Output the records, every one, exactly as given.

◇ ◇ ◇ ◇ ◇ ◇ ◇

PR #5564, opened 2026-05-11
fix(mon): add acceptable mongo errors in utils and avoid many error logs 

### LINKED ISSUE #5562: thie mon  lib,when findOne no result, always write `no documents in result` to error.log
This is useless and interferes with troubleshooting.

```go
func (c *decoratedCollection) FindOne(ctx context.Context, filter any,
	opts ...*mopt.FindOneOptions) (res *mongo.SingleResult, err error) {
	ctx, span := startSpan(ctx, findOne)
	defer func() {
		endSpan(span, err)
	}()

	err = c.brk.DoWithAcceptable(func() error {
		startTime := timex.Now()
		defer func() {
			c.logDuration(ctx, findOne, startTime, err, filter)
		}()

		res = c.Collection.FindOne(ctx, filter, opts...)
		err = res.Err()
		return err
	}, acceptable)

	return
}
```

Image

Sometimes the following content causes screen flooding：

{"@timestamp":"2025-12-06T16:50:47.241+08:00","caller":"mon/[util.go:55](http://util.go:55/)","content":"mongo(user) - FindOne - fail(mongo: no documents in result) - [{\"did\":11111}]","duration":"0.3ms","level":
"error","span":"ff6d332a232d445b","trace":"e55a60f840b79986159fe5f73a31c3b0"}

yumosx:
fix #5562


yumosx:
@kevwan Could you please take a look?

PR #5588, opened 2026-05-16
fix(discov): prevent duplicate watch goroutines and suppress etcd logger noise

kevwan:
## Problem

Two separate issues in `core/discov/internal/registry.go`:

### 1. TOCTOU race: duplicate watch goroutines per key

When `Registry.Monitor()` is called concurrently for the same key, two goroutines can both observe `ok==false` before the watcher entry is created:

```go
// Registry.Monitor() — before fix
c.lock.RLock()
_, ok := c.clusters[key]
c.lock.RUnlock()             // ← both callers pass here with ok==false
if !ok {
    c.clusters[key] = newCluster(endpoints)   // both callers create a cluster
}
// both callers fall through to c.monitor()
```

Inside `c.monitor()`, the same race repeats on `c.watchers[key]`. Each caller ends up:
- Spawning its own background `watch` goroutine
- Issuing a duplicate etcd `Get` for initial KV loading
- Appending to `watcher.values` without a lock, causing data races

### 2. etcd internal logger bypasses go-zero's logx

`DialClient()` created `clientv3.New(cfg)` without setting `Logger`, so etcd writes `context deadline exceeded` and other internal errors through its own zap logger regardless of go-zero's configured log level. This generates spurious noise in production logs that cannot be silenced.

## Fix

**For the race**: pre-create the `watchValue` entry under lock at the start of `c.monitor()`. The second concurrent caller finds the entry already present and simply appends its listener and replays already-loaded KVs — no extra goroutine or etcd RPC is ever issued.

**For the logger**: set `Logger: zap.NewNop()` in `DialClient()` to suppress etcd's internal log output entirely, deferring all observability to go-zero's own logx.

## Test

Added `TestCluster_monitor_Idempotent` which:
- Uses `Times(1)` assertions on both the `Get` and `Watch` mock calls
- If the bug were present, a second `c.monitor()` call would issue a second `Get` + `Watch`, failing the mock expectations
- Verifies both listeners are correctly registered

```
ok  github.com/zeromicro/go-zero/core/discov         (race)
ok  github.com/zeromicro/go-zero/core/discov/internal (race)
```

### DIFF
--- a/core/discov/internal/registry.go
+++ b/core/discov/internal/registry.go
@@ -59,13 +59,26 @@ func (r *Registry) Monitor(endpoints []string, key string, exactMatch bool, l Up
 	if exists {
 		c.lock.Lock()
 		watcher, ok := c.watchers[wkey]
+		var ready chan struct{}
 		if ok {
-			watcher.listeners = append(watcher.listeners, l)
+			ready = watcher.ready
 		}
 		c.lock.Unlock()
 
 		if ok {
-			kvs := c.getCurrent(wkey)
+			// Wait for the initial load to complete before adding the listener
+			// and replaying values, in case a concurrent first Monitor call is
+			// still loading. This avoids double-notification and empty replays.
+			if ready != nil {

◇ ◇ ◇ ◇ ◇ ◇ ◇

-- Task output --
PR #5564, opened 2026-05-11
fix(mon): add acceptable mongo errors in utils and avoid many error logs 

### LINKED ISSUE #5562: thie mon  lib,when findOne no result, always write `no documents in result` to error.log
This is useless and interferes with troubleshooting.

```go
func (c *decoratedCollection) FindOne(ctx context.Context, filter any,
	opts ...*mopt.FindOneOptions) (res *mongo.SingleResult, err error) {
	ctx, span := startSpan(ctx, findOne)
	defer func() {
		endSpan(span, err)
	}()

	err = c.brk.DoWithAcceptable(func() error {
		startTime := timex.Now()
		defer func() {
			c.logDuration(ctx, findOne, startTime, err, filter)
		}()

		res = c.Collection.FindOne(ctx, filter, opts...)
		err = res.Err()
		return err
	}, acceptable)

	return
}
```

Image

Sometimes the following content causes screen flooding：

{"@timestamp":"2025-12-06T16:50:47.241+08:00","caller":"mon/[util.go:55](http://util.go:55/)","content":"mongo(user) - FindOne - fail(mongo: no documents in result) - [{\"did\":11111}]","duration":"0.3ms","level":
"error","span":"ff6d332a232d445b","trace":"e55a60f840b79986159fe5f73a31c3b0"}

yumosx:
fix #5562


yumosx:
@kevwan Could you please take a look?

PR #5588, opened 2026-05-16
fix(discov): prevent duplicate watch goroutines and suppress etcd logger noise

kevwan:
## Problem

Two separate issues in `core/discov/internal/registry.go`:

### 1. TOCTOU race: duplicate watch goroutines per key

When `Registry.Monitor()` is called concurrently for the same key, two goroutines can both observe `ok==false` before the watcher entry is created:

```go
// Registry.Monitor() — before fix
c.lock.RLock()
_, ok := c.clusters[key]
c.lock.RUnlock()             // ← both callers pass here with ok==false
if !ok {
    c.clusters[key] = newCluster(endpoints)   // both callers create a cluster
}
// both callers fall through to c.monitor()
```

Inside `c.monitor()`, the same race repeats on `c.watchers[key]`. Each caller ends up:
- Spawning its own background `watch` goroutine
- Issuing a duplicate etcd `Get` for initial KV loading
- Appending to `watcher.values` without a lock, causing data races

### 2. etcd internal logger bypasses go-zero's logx

`DialClient()` created `clientv3.New(cfg)` without setting `Logger`, so etcd writes `context deadline exceeded` and other internal errors through its own zap logger regardless of go-zero's configured log level. This generates spurious noise in production logs that cannot be silenced.

## Fix

**For the race**: pre-create the `watchValue` entry under lock at the start of `c.monitor()`. The second concurrent caller finds the entry already present and simply appends its listener and replays already-loaded KVs — no extra goroutine or etcd RPC is ever issued.

**For the logger**: set `Logger: zap.NewNop()` in `DialClient()` to suppress etcd's internal log output entirely, deferring all observability to go-zero's own logx.

## Test

Added `TestCluster_monitor_Idempotent` which:
- Uses `Times(1)` assertions on both the `Get` and `Watch` mock calls
- If the bug were present, a second `c.monitor()` call would issue a second `Get` + `Watch`, failing the mock expectations
- Verifies both listeners are correctly registered

```
ok  github.com/zeromicro/go-zero/core/discov         (race)
ok  github.com/zeromicro/go-zero/core/discov/internal (race)
```

### DIFF
--- a/core/discov/internal/registry.go
+++ b/core/discov/internal/registry.go
@@ -59,13 +59,26 @@ func (r *Registry) Monitor(endpoints []string, key string, exactMatch bool, l Up
 	if exists {
 		c.lock.Lock()
 		watcher, ok := c.watchers[wkey]
+		var ready chan struct{}
 		if ok {
-			watcher.listeners = append(watcher.listeners, l)
+			ready = watcher.ready
 		}
 		c.lock.Unlock()
 
 		if ok {
-			kvs := c.getCurrent(wkey)
+			// Wait for the initial load to complete before adding the listener
+			// and replaying values, in case a concurrent first Monitor call is
+			// still loading. This avoids double-notification and empty replays.
+			if ready != nil {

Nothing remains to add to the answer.